SELECT COUNT(DISTINCT user_id) users
FROM transactions t
LEFT
JOIN transactions x
ON x.user_id = t.user_id
AND x.date BETWEEN '2016-01-01' AND '2016-01-31'
AND x.status = 'COMPLETED'
AND x.amount > 0
WHERE t.date BETWEEN '2015-12-01' AND '2015-12-31'
AND t.status = 'COMPLETED'
AND t.amount > 0
AND x.user_id IS NULL;
Just some input for thought:
You could create aggregated lists of user-IDs per month, representing all the unique buyers in that month. In your application, you would then simply have to subtract the two months in question in order to get all user-IDs that have only made a sale in one of the two months.
See below for query- and post-processing-examples.
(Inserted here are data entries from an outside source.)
PR #29, opened 2022-08-28
Add external Ceph cluster support

fmount:
This patch introduces an API extension to support an external Ceph cluster in
the glance operator.
The `GlanceBackend` is computed accordingly, and if Ceph is present (which means that
`CephMonHosts`, `CephClusterFSID` and `CephClienKey` have been defined), the `rbd`
backend is selected, otherwise `file`, which is the default, is still used.
The API struct has been extended and now includes the CephBackend parameters that
can be used to set the "rbd" backend when the config file is built.


fmount:
@gfidente FYI

controllers/glanceapi_controller.go
```diff
@@ -639,16 +668,30 @@ func (r *GlanceAPIReconciler) generateServiceConfigMaps(
 
 	keystoneAPI, err := keystone.GetKeystoneAPI(ctx, h, instance.Namespace, map[string]string{})
 	if err != nil {
-		return err
+		errs = append(errs, err)
```
abays, line 671: This and similar checks here should remain `return err`.  We can't continue and assume we have the associated `keystoneAPI` object, for instance, if there was in fact an error.  

Did you see the `k8serrors.NewAggregate` pattern elsewhere (other operators in other projects)?  I have not seen that approach taken in operators before.

fmount: I see your point: I created this error within the `generateServiceConfigMap` function to make sure any issue related to any component in the `ConfigMap` generation is returned and printed (as an error) within the operator log, otherwise I didn't see anything reporting error in the operator.
This can be useful during the development, but also to understand where is the issue.
We used this kind of pattern in [1], but I understand we'd like to rework the way we collect and print error logs.

[1] https://github.com/openshift/csi-driver-manila-operator/

controllers/glanceapi_controller.go
```diff
@@ -609,6 +612,31 @@ func (r *GlanceAPIReconciler) reconcileNormal(ctx context.Context, instance *gla
...
+	// Validate parameters to enable CephBackend
+	if instance.Spec.CephBackend.CephClusterFSID != "" &&
+		r.validateMons(instance.Spec.CephBackend.CephClusterMonHosts) &&
+		instance.Spec.CephBackend.CephClientKey != "" {
+		return "rbd"
+	}
+	/* file is the default backend: if we don't have any ceph
+	parameter set backend to file */
+	return "file"
+}
```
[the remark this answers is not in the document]
fmount: Ack and thanks for your feedback.
Given those are `utility` functions, I guess it's better moving them to `pkg/glance` and keep this section as slim as possible.
As you said, this is useful to make sure the controller has no clues about the underlying CR lifecyle and can be a good example to build other OSP operators prototypes.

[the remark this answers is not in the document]
fmount: I guess this can be resolved, now those functions are moved and documented in `pkg/glance`, where only SetBackend is exposed.
In the future, as long as more backends are supported, we can think about adding a util.go, but that's pure code organization/refactoring that can be a follow up work.

controllers/glanceapi_controller.go
```diff
@@ -671,11 +689,12 @@ func (r *GlanceAPIReconciler) generateServiceConfigMaps(
...
 	}
 	err = configmap.EnsureConfigMaps(ctx, h, instance, cms, envVars)
+
 	if err != nil {
-		return nil
+		errs = append(errs, err)
 	}
 
-	return nil
+	return k8serrors.NewAggregate(errs)
```
abays, line 697: I think these can be reversed too.  I will look into the operator not logging the individual errors that you mentioned.

api/v1beta1/glanceapi_types.go
```diff
@@ -85,6 +85,11 @@ type GlanceAPISpec struct {
 	// actual action pod gets started with sleep infinity
 	Debug GlanceAPIDebug `json:"debug,omitempty"`
 
+	// +kubebuilder:validation:Optional
+	// CephBackend - The ceph Backend structure with all the parameters
+	// TODO: -> implement a backend wrapper in a generic structure
```
dprince, line 90: @fmount what is your though on the generic structure here. Is the JSON here somewhat free-form (could be anything) or is it something we could model in a Golang struct to verify it is in the right form ahead of time?

fmount: Hi @dprince,
IMO in the current status this is free form: I left this TODO to brainstorm around a well defined wrapper where multiple backends can live within the same json structure.
It will be useful (and required) for multi-store support, and the same we'll see the same problem in cinder, but it can be part of a follow up work.

PR #30, opened 2022-08-31
Do not wait for PVC to reach bound state

abays:
We currently wait until the associated PVC is bound before proceeding with further Glance component deployment.  This is a problem for `WaitForFirstConsumer` storage classes, however, as the consumer of the PVC is the PV that is created for the Glance pod -- but that PV won't be created until the pod is being created, and we're blocking that creation by waiting for the PVC to bind.  We should just create the PVC and move on instead, allowing the native k8s PVC/PV/Pod reconciliations to work themselves out.

### DIFF
--- a/controllers/glanceapi_controller.go
+++ b/controllers/glanceapi_controller.go
@@ -238,11 +238,6 @@ func (r *GlanceAPIReconciler) reconcileInit(
 	} else if (ctrlResult != ctrl.Result{}) {
 		return ctrlResult, nil
 	}
-
-	if pvc.GetPvc().Status.Phase != corev1.ClaimBound {
-		r.Log.Info("Waiting for GlanceAPI PVC to bind")
-		return ctrl.Result{RequeueAfter: time.Second * 5}, nil
-	}
 	// End PVC creation/patch
 
 	//


controllers/glanceapi_controller.go
```diff
@@ -238,11 +238,6 @@ func (r *GlanceAPIReconciler) reconcileInit(
 	} else if (ctrlResult != ctrl.Result{}) {
 		return ctrlResult, nil
 	}
-
-	if pvc.GetPvc().Status.Phase != corev1.ClaimBound {
```
fmount, line 242: LGTM.
This actually solves the issue I saw, and I guess it's safe enough removing this check given the low complexity of the logic that manages the `pvc` (where we don't have particular constraints).
This change also work in a `SoS` environment, and avoid us to change any storageClass parameter (mostly the `VolumeBindingMode` from `WaitForFirstConsumer` to `Immediate`). 
In particular, in a `SoS` environment where `CSO` manages and reconciles the storageClasses parameters,  it's not safe (and it's not even supported) moving the storageClass to an `unmanaged` status, hence this change is important to make sure we can use any other backend.

Here an example of the pvc, bound to the default storageclass,  and the glance pod running:

```
> oc get sc
NAME              PROVISIONER                    RECLAIMPOLICY   VOLUMEBINDINGMODE      ALLOWVOLUMEEXPANSION   AGE
csi-manila-ceph   manila.csi.openstack.org       Delete          Immediate              false                  2d15h
local-storage     kubernetes.io/no-provisioner   Delete          WaitForFirstConsumer   false                  24m
standard          kubernetes.io/cinder           Delete          WaitForFirstConsumer   true                   2d15h
standard-csi      cinder.csi.openstack.org       Delete          WaitForFirstConsumer   true                   2d15h
```

```
> oc get pvc
NAME                STATUS    VOLUME             CAPACITY   ACCESS MODES   STORAGECLASS    AGE
glance              Pending                                                standard-csi    13s
mariadb-openstack   Bound     local-storage003   10Gi       RWO,ROX,RWX    local-storage   109m
```

```
NAME                      READY   STATUS    RESTARTS   AGE
glance-647f54679b-xn89s   1/1     Running   0          5m34s
```

fmount (approved):

fultonj:
I tested this PR and I no longer hit the problem I mentioned in the following with it. LGTM. Thanks. 

https://github.com/openstack-k8s-operators/install_yamls/pull/23

PR #31, opened 2022-09-02
Make sure the glance service exists before deleting it

fmount:
There are cases during the reconciliation loop where keystone is not
able to expose the glance service and the related endpoints because
it receives a delete call for the mentioned objects.
This change introduces the same check added in the cinder-operator
that looks for the `APIEndpoints` in the instance `Status` before
deleting/removing the finalizer. 

### DIFF
--- a/controllers/glanceapi_controller.go
+++ b/controllers/glanceapi_controller.go
@@ -205,6 +205,16 @@ func (r *GlanceAPIReconciler) SetupWithManager(mgr ctrl.Manager) error {
 func (r *GlanceAPIReconciler) reconcileDelete(ctx context.Context, instance *glancev1beta1.GlanceAPI, helper *helper.Helper) (ctrl.Result, error) {
 	r.Log.Info("Reconciling Service delete")
 
+	// It's possible to get here before the endpoints have been set in the status, so check for this
+	if instance.Status.APIEndpoints != nil {
+		ks, _ := keystone.GetKeystoneServiceWithName(ctx, helper, glance.ServiceName, instance.Namespace)
+		//Ensure the service exists
+		ksSvc := keystone.NewKeystoneService(ks.Spec, instance.Namespace, map[string]string{}, 10)
+		err := ksSvc.Delete(ctx, helper)
+		if err != nil {
+			return ctrl.Result{}, err
+		}
+	}
 	// Service is deleted so remove the finalizer.
 	controllerutil.RemoveFinalizer(instance, helper.GetFinalizer())
 	r.Log.Info("Reconciled Service delete successfully")


fmount:
We experienced this weird behavior during the testing/development of this component.
After some debugging we found something weird in keystone logs [0] that has points to
that part of the reconciliation loop. This change basically introduces the same check
already present in the cinder-operator [1] that fixes the same issue.

[0] https://paste.opendev.org/show/bo58ORuHoMp5lfyBR4hE/
[1] https://github.com/openstack-k8s-operators/cinder-operator/blob/master/controllers/cinderapi_controller.go#L253-L274

controllers/glanceapi_controller.go
```diff
@@ -205,6 +205,26 @@ func (r *GlanceAPIReconciler) SetupWithManager(mgr ctrl.Manager) error {
 func (r *GlanceAPIReconciler) reconcileDelete(ctx context.Context, instance *glancev1beta1.GlanceAPI, helper *helper.Helper) (ctrl.Result, error) {
 	r.Log.Info("Reconciling Service delete")
 
+	// It's possible to get here before the endpoints have been set in the status, so check for this
+	if instance.Status.APIEndpoints != nil {
```
dprince, line 209: What is the issue you are trying to address here. The comment on this PR says make sure the sure the service and endpoints are exposed. But it looks like here you are more trying to ensure an explicit cleanup order is followed.

Also, in the case of the KeystoneService is the ownership which we already set not enough to delete that resource and trigger it to be reconciled/deleted.

controllers/glanceapi_controller.go
```diff
@@ -205,6 +205,26 @@ func (r *GlanceAPIReconciler) SetupWithManager(mgr ctrl.Manager) error {
...
+		ksSvcSpec := keystonev1beta1.KeystoneServiceSpec{
+			ServiceType:        glance.ServiceType,
+			ServiceName:        glance.ServiceName,
+			ServiceDescription: "Glance Service",
+			Enabled:            true,
+			APIEndpoints:       instance.Status.APIEndpoints,
+			ServiceUser:        instance.Spec.ServiceUser,
+			Secret:             instance.Spec.Secret,
+			PasswordSelector:   instance.Spec.PasswordSelectors.Service,
+		}
```
dprince, line 219: Rather than explicitly listing all the parameters here if you do need this you could simply lookup the KeystoneService by name right?

controllers/glanceapi_controller.go
fmount: Sorry, I guess I've not clearly explained the issue we found.
During the development / testing process we found that the `image` service has never been created in keystone, and the endpoints never published, while the pod was up and running and both `service` and `routes` reachable via `curl`.
In a  multiple `deploy-and-cleanup` of the `GlanceAPI` `CRD`, we found that this was actually I side effect caused by the `reconcileDelete` loop that somehow doesn't properly cleanup the resources, hence this patch that solves the problem trough an explicit cleanup flow.

fultonj: Thanks @fmount, With this patch I do not hit the problem of missing glance end points that I ran into earlier.

Details:
The issue I originally ran into was missing entries for glance in keystone.

If I install glance by doing the following then everything is fine:
```
cd ~/install_yamls
make glance
make glance_deploy
```
If I then want to test a patch to my clone of glance-operator, I did the following:

Clean up:
```
cd ~/install_yamls
vim Makefile # to preserve ~/install_yamls/out/openstack/glance/cr
make glance_cleanup
oc delete deployment glance -n openstack
oc delete pvc glance
```
Deploy my variation:
```
cd ~/glance-operator
make build
OPERATOR_TEMPLATES=$PWD/templates ./bin/manager
oc kustomize ~/install_yamls/out/openstack/glance/cr | oc apply -f -
```
I then saw glance and glance-operator pods and I could curl to glance but didn't have keystone endpoints. I worked around it by manually creating the end points and could then use glance (e.g. upload an image).

However, when I repeat the above process with the new patch, then I don't have this issue.

abays: This pattern is repeated in several operators (I think), so this fix might be needed elsewhere beyond Glance/Cinder operators

fultonj: Makes sense to me. Here's an example from cinderapi_controller:

https://github.com/openstack-k8s-operators/cinder-operator/blob/master/controllers/cinderapi_controller.go#L253-L274

fultonj (approved):

controllers/glanceapi_controller.go
fmount: > This pattern is repeated in several operators (I think), so this fix might be needed elsewhere beyond Glance/Cinder operators

Thanks @abays @fultonj, I'll look for this pattern and propose a fix on other operators as well.

fmount: After a quick search I see this code is present on all the operators that implement a `reconcileDelete` in their api controller except glance: it can be improved as per @dprince suggestion (lookup the keystone service by name), but it's only missing here.

PR #32, opened 2022-09-06
Add cephUser and cephPools to cephBackend

fultonj:
Extend API to support cephUser and cephPools within the
cephBackend struct. Without this patch the operator can
only configure glance to connect to a Ceph cluster which
has the cephx user set to 'openstack' and the pool name
set to 'images'. Instead, support any user or pool name.

Signed-off-by: John Fulton <fulton@redhat.com>


fultonj:
@fmount @abays would you please review? thanks

templates/glanceapi/config/ceph.conf
```diff
@@ -1,3 +1,6 @@
 [global]
 fsid = {{ .CephClusterFSID }}
 mon_host = {{ .CephClusterMonHosts }}
+
+[client.{{ .CephUser }}]
+keyring = /etc/ceph/ceph.client.openstack.keyring
```
fmount, line 6: s/openstack/{{ .CephUser }}

fmount (changes requested):
+1 in general.
We might want to update the glance operator as long as the Ceph module is in place [1], but for now I think it's good enough.

[1] https://github.com/openstack-k8s-operators/lib-common/pull/51

templates/glanceapi/config/ceph.conf
fultonj: If I s/openstack/{{ .CephUser }} then I'll need to make the filename variable too as it's hard coded as:

  templates/glanceapi/config/ceph.client.openstack.keyring

E.g. If I do change it I'd need to update `templates/glanceapi/config/glance-api-config.json` too. 

My test of this with our external cluster which uses different pool and cephx user names succeeded but required lines 5 and 6. That's how glance figures out which keyring to use. As per the glance doc "A keyring must be set for this user in the Ceph configuration file, e.g. with a user" 

https://docs.openstack.org/glance/latest/configuration/configuring.html#configuring-the-rbd-storage-backend

fmount: @fultonj I did it here [1], and the src file is renamed as expected and accessible from the container. But if not required here, I'm fine with this.

[1] https://github.com/openstack-k8s-operators/cinder-operator/blob/master/templates/cinder/config/cinder-volume-config.json#L30

fultonj: @fmount OK, thanks for the suggestion. I've updated accordingly. 

https://github.com/openstack-k8s-operators/glance-operator/pull/32/files#diff-a68e93cd8bb32386db24d673a79424702323b2173163359eead0c2c72cc48bf6

fmount: +1 thanks John!

templates/glanceapi/config/glance-api-config.json
```diff
@@ -27,7 +27,7 @@
       },
       {
         "source": "/var/lib/config-data/merged/ceph.client.openstack.keyring",
-        "dest": "/etc/ceph/ceph.client.openstack.keyring",
+        "dest": "/etc/ceph/ceph.client.{{ .CephUser }}.keyring",
```
fmount, line 30: Nice, so provided that a given client is configured on the external ceph cluster, we can use this kind of approach to render the right file in the right location.

fmount (approved):
LGTM

PR #33, opened 2022-09-09
Rework CephBackend and rely to the lib-common

fultonj:
Change glance-operator's CephBackend. Do not define our own versions of GetCephOsdCaps, GetCephRbdUser, GetCephGlancePool, and validateMons and their
GlanceAPICephBackend and CephPoolSpec structs.
Instead import them from lib-common [1].

[1] https://github.com/openstack-k8s-operators/lib-common/pull/51

Signed-off-by: John Fulton <fulton@redhat.com>


fultonj:
@fmount should we include a change to the CRDs in both the glance and cinder operators with this move? I'd rather the following names were consistent.
```
CephClusterFSID to ClusterFSID
CephClientKey to ClientKey
CephClusterMonHosts to ClusterMons
CephPoolSpec to PoolSpec
CephPoolName to PoolName
```

controllers/glanceapi_controller.go
```diff
@@ -665,15 +666,15 @@ func (r *GlanceAPIReconciler) generateServiceConfigMaps(
 	using the Client Key provisioned on the Ceph cluster
 	**/
 	if gb == "rbd" {
-		templateParameters["CephClusterFSID"] = instance.Spec.CephBackend.CephClusterFSID
-		templateParameters["CephClusterMonHosts"] = instance.Spec.CephBackend.CephClusterMonHosts
-		templateParameters["CephClientKey"] = instance.Spec.CephBackend.CephClientKey
+		templateParameters["CephClusterFSID"] = instance.Spec.CephBackend.ClusterFSID
```
fmount, line 669: By changing do you mean make those names consistent? (s/CephClusterFSID/ClusterFSID  and so forth)
In theory yes, we can do that, and we have occurrences in [1] we could change.

[1] https://github.com/openstack-k8s-operators/glance-operator/tree/master/templates/glanceapi/config

fmount:
> @fmount should we include a change to the CRDs in both the glance and cinder operators with this move? I'd rather the following names were consistent.
> 
> ```
> CephClusterFSID to ClusterFSID
> CephClientKey to ClientKey
> CephClusterMonHosts to ClusterMons
> CephPoolSpec to PoolSpec
> CephPoolName to PoolName
> ```

Yes, best to be consistent and follow a single naming convention. I'm wondering if your idea is to change those occurrences in the glanceapi config as per my previous comment.

controllers/glanceapi_controller.go
fultonj: Yes, that's the idea. I think having this additional mapping is unnecessary.

fmount: +1, something like [1] should be enough.

[1] https://github.com/openstack-k8s-operators/cinder-operator/commit/d9209644d54ff35bf002a87007db28bc265d41f4

controllers/glanceapi_controller.go
```diff
@@ -665,15 +666,15 @@ func (r *GlanceAPIReconciler) generateServiceConfigMaps(
...
+		templateParameters["CephClusterMonHosts"] = instance.Spec.CephBackend.ClusterMonHosts
+		templateParameters["CephClientKey"] = instance.Spec.CephBackend.ClientKey
 		// The pool we write in glance-api.conf
-		templateParameters["CephPool"] = glance.GetCephGlancePool(instance)
+		templateParameters["CephPool"], _ = ceph.GetPool(instance.Spec.CephBackend.Pools, instance.Name)
```
abays, line 673: Might be best to use `"glance"` instead of `instance.Name` here, because the user might name the CR something other than "glance".  Similar to what we're doing for the Cinder operator here: https://github.com/openstack-k8s-operators/cinder-operator/blob/00a7370b3c7453406ab24c9e965cce26819a7769/controllers/cinder_controller.go#L653

fmount: Yeah, as per our previous conversation on the cinder-operator patch (which is basically similar to this one), if the user named the instance with a diff name, the call to `ceph.GetPool` would return an error. 
Considering that we plan to have a single default related to a service type, I guess for now we can just change the ceph.GetPool to: `ceph.GetPool(instance.Spec.CephBackend.Pools, "glance")`, until new defaults are available and provided by lib-common `storage/ceph` module.

fultonj: OK, I've switched `instance.Name` to `"glance"` as suggested.

abays:
@fultonj It might just be my environment, but I can't seem to run the operator with the patch due to dependency issues.  Does `OPERATOR_TEMPLATES=./templates make run` work for you?

fultonj:
> 

@abays I tested it with `OPERATOR_TEMPLATES=$PWD/templates ./bin/manager` (after building) and used it to create an image on a Ceph server. I have to rebase for the new `go.mod` files anyway. I'll make sure it works with `OPERATOR_TEMPLATES=./templates make run` when I re-submit.

fmount (approved):
+1 on my side, @abays to validate the go.mod change and merge!

abays (approved):
/lgtm

PR #34, opened 2022-09-12
Check if the service is not found during reconcileDelete

fmount:
This patch adds an error check to the glance-operator during reconcileDelete: if it's an error and it's not found we can assume the service has been deleted, otherwise we must fail. The same logic has been added to the cinder operator, and now we have a well established pattern to explicitly check and clean the related resources.

### DIFF
--- a/controllers/glanceapi_controller.go
+++ b/controllers/glanceapi_controller.go
@@ -207,12 +207,16 @@ func (r *GlanceAPIReconciler) reconcileDelete(ctx context.Context, instance *gla
 
 	// It's possible to get here before the endpoints have been set in the status, so check for this
 	if instance.Status.APIEndpoints != nil {
-		ks, _ := keystone.GetKeystoneServiceWithName(ctx, helper, glance.ServiceName, instance.Namespace)
-		//Ensure the service exists
-		ksSvc := keystone.NewKeystoneService(ks.Spec, instance.Namespace, map[string]string{}, 10)
-		err := ksSvc.Delete(ctx, helper)
-		if err != nil {
+		ks, err := keystone.GetKeystoneServiceWithName(ctx, helper, glance.ServiceName, instance.Namespace)
+		if err != nil && !k8s_errors.IsNotFound(err) {
 			return ctrl.Result{}, err
+		}
+		if !k8s_errors.IsNotFound(err) {
+			ksSvc := keystone.NewKeystoneService(ks.Spec, instance.Namespace, map[string]string{}, 10)
+			err = ksSvc.Delete(ctx, helper)
+			if err != nil {
+				return ctrl.Result{}, err
+			}
 		}
 	}
 	// Service is deleted so remove the finalizer.


abays (approved):
/lgtm

fmount:
@abays I'm wondering if (since we're fixing this behavior), we'd like to reflect the same change on the other operators.
Here what I found from a quick look:

- https://github.com/openstack-k8s-operators/neutron-operator/blob/master/controllers/neutronapi_controller.go#L195
- https://github.com/openstack-k8s-operators/placement-operator/blob/master/controllers/placementapi_controller.go#L205
- https://github.com/openstack-k8s-operators/ironic-operator/blob/master/controllers/ironicapi_controller.go#L249

abays:
> @abays I'm wondering if (since we're fixing this behavior), we'd like to reflect the same change on the other operators. Here what I found from a quick look:
> 
>     * https://github.com/openstack-k8s-operators/neutron-operator/blob/master/controllers/neutronapi_controller.go#L195
> 
>     * https://github.com/openstack-k8s-operators/placement-operator/blob/master/controllers/placementapi_controller.go#L205
> 
>     * https://github.com/openstack-k8s-operators/ironic-operator/blob/master/controllers/ironicapi_controller.go#L249

I made a similar remark elsewhere.  It seems to me that we should indeed be consistent with this pattern across all the operators.

controllers/glanceapi_controller.go
```diff
@@ -207,10 +207,16 @@ func (r *GlanceAPIReconciler) reconcileDelete(ctx context.Context, instance *gla
...
 	// It's possible to get here before the endpoints have been set in the status, so check for this
 	if instance.Status.APIEndpoints != nil {
-		ks, _ := keystone.GetKeystoneServiceWithName(ctx, helper, glance.ServiceName, instance.Namespace)
+		ks, err := keystone.GetKeystoneServiceWithName(ctx, helper, glance.ServiceName, instance.Namespace)
+		if err != nil {
+			if k8s_errors.IsNotFound(err) {
+				return ctrl.Result{}, nil
+			}
+			return ctrl.Result{}, err
+		}
```
stuggi, line 216: I just returned from a longer PTO break so maybe I miss something as my brain us slowly coming into work mode :) 

I am not sure I understand why we need this here when we do the same check in ksSvc.Delete() [1]. and return nil if it does not exist. Isn't it correct in that case to proceed and with the remaining delete tasks.

[1] https://github.com/openstack-k8s-operators/keystone-operator/blob/master/pkg/external/funcs.go#L211

stuggi: Now I got it, thanks @abays , to not have to use the service definition for ks.
I think there is still an issue. If we return `return ctrl.Result{}, nil` in the k8s_errors.IsNotFound case we won't proceed and remove the finalizer later.

fmount: @stuggi just a quick question: is `k8s_errors.IsNotFound(err)` assumes that the service is not found? (hence we can return earlier?)

stuggi: yes `k8s_errors.IsNotFound(err)` here assumes that the glanceapi keystoneservice CR is not there, so you want to skip the `ksSvc.Delete()` but still proceed the remaining parts of the func for cleanup. Until there are further cleanup steps the removal of the finalizer on the CR `controllerutil.RemoveFinalizer(instance, helper.GetFinalizer())` .

abays: @fmount My bad for not spotting this in the similar PR for Cinder.  I have a follow-up PR open there to address the concern Martin is sharing

fmount: @abays np, let's see if this version is more aligned with your fix on the cinder side, then I guess we can move on.

abays (approved):
/lgtm

PR #37, opened 2022-09-13
Use latest keystone-operator API

fultonj:
The external pkg moved to an api sub module [1]. The glance operator imported both and named them keystonev1beta1 and keystone. Remove keystonev1beta1 references. Redefine keystone import so that it uses the latest keystone-operator API like keystonev1beta1 did.

[1] https://github.com/openstack-k8s-operators/keystone-operator/pull/90


fultonj:
I did initial testing but want to do further testing before we merge. Early input welcome now however.

fmount:
@fultonj the patch looks good, I have a few more things removed in go.sum but maybe it's my local environment which is a bit messed up [1]. Feel free to check.

[1] https://paste.opendev.org/show/bQpewRHlMRdvUUivZz73/

controllers/glanceapi_controller.go
```diff
@@ -370,7 +369,7 @@ func (r *GlanceAPIReconciler) reconcileInit(
 		return ctrl.Result{}, err
 	}
 
-	ksSvcSpec := keystonev1beta1.KeystoneServiceSpec{
+	ksSvcSpec := keystone.KeystoneServiceSpec{
```
fmount, line 372: +1 makes sense

fmount (approved):

fultonj:
I've tested further and it's still working.

fultonj:
I'm going to change `keystone` to `keystonev1` so that we version the API.

dprince (approved):

PR #46, opened 2022-09-27
Copy rendered CRD files dir to /api/bases in make manifests

stuggi:
With the new api sub module, consumer operators just have to import the api submodule. For envtest it is required to install CRD for e.g. keystone-operator and mariadb-operator to be able to use it.

Moving the directory config/crd/bases which holds the generated files in to the api module that they are available with the module and link the dir in the original place does not work as kustomize autodetect fails on symlinked directories [1].

This updates the `generate` Makefile target to copy config/crd/bases to /api on successful generation run.

[1] kubernetes-sigs/kustomize#1886


Makefile
```diff
@@ -88,7 +88,8 @@ help: ## Display this help.
 
 .PHONY: manifests
 manifests: controller-gen ## Generate WebhookConfiguration, ClusterRole and CustomResourceDefinition objects.
-	$(CONTROLLER_GEN) rbac:roleName=manager-role crd webhook paths="./..." output:crd:artifacts:config=config/crd/bases
+	$(CONTROLLER_GEN) rbac:roleName=manager-role crd webhook paths="./..." output:crd:artifacts:config=config/crd/bases && \
+	rm -f api/bases/* && cp -a config/crd/bases api/
```
fmount, line 92: I understand we need those files in the api submodule, and the symlink generates issues.
I'm wondering (long term) if we'd like to use a different strategy, like rely on a `lib-common/api` module where we collect crds (just an idea).
However this lgtm for now

fmount (approved):

Makefile
fmount: > > I understand we need those files in the api submodule, and the symlink generates issues. I'm wondering (long term) if we'd like to use a different strategy, like rely on a `lib-common/api` module where we collect crds (just an idea). However this lgtm for now
> 
> we have discussed a couple of different approaches, this one is the quick/easy fix. CRDs are versioned, so the tricky thing is to have a solution which fits it. right now we can check the api module version from go.mod and get the CRD files for that exact version. And it also works for custom repos/forks.
> 
> We discussed to move them in a central location, but the versioning introduces a real complexity. All CRDs of the different services should likely need some same versioning. but if there is just a change/fix to one api it requires a new version for all of them.... Some projects have this central api organization. we might want to check with them how they do it.

Thanks for clarifying this aspect. 
I think in the current stage this is definitely the best approach, and give us time to investigate how other projects addressed this problem.

abays (approved):
/lgtm

PR #48, opened 2022-09-29
Update makefile

Akrog:
These patches change our Makefile to make our life easier as developers:

- Removes the need to have the `kubectl` command, using `oc` instead.
- Add support to pushing to insecure registries
- `make deploy` will work as it is after using the meta-operator.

In order to make your query efficient, I would recommend at least a 2-column index for table transactions on [status, amount]. However, in order to prevent the query from having to look up data in the actual table, you could even create a 4-column index [status, amount, date, user_id], which should further improve the performance of your query.
Postgres (v9.0+, tested)
SELECT (DATE_PART('year', t.date) || '-' || DATE_PART('month', t.date)) AS d,
STRING_AGG( DISTINCT t.user_id::TEXT, ',' ) AS buyers
FROM transactions t
WHERE t.status = 'COMPLETED'
AND t.amount > 0
GROUP BY DATE_PART('year', t.date),
DATE_PART('month', t.date)
ORDER BY DATE_PART('year', t.date),
DATE_PART('month', t.date)
;
MySQL (not tested)
SELECT (YEAR(t.date) || '-' || MONTH(t.date)) AS d,
GROUP_CONCAT( DISTINCT t.user_id ) AS buyers
FROM transactions t
WHERE t.status = 'COMPLETED'
AND t.amount > 0
GROUP BY YEAR(t.date), MONTH(t.date)
ORDER BY YEAR(t.date), MONTH(t.date)
;
Ruby (example for post-processing)
db_result = ActiveRecord::Base.connection_pool.with_connection { |con| con.execute( db_query ) }
unique_buyers = db_result.map{|e|[e['d'],e['buyers'].split(',')]}.to_h
buyers_dec15_but_not_jan16 = unique_buyers['2015-12'] - unique_buyers['2016-1']
buyers_nov15_but_not_dec16 = unique_buyers['2015-11']||[] - unique_buyers['2015-12']
...(and so on)...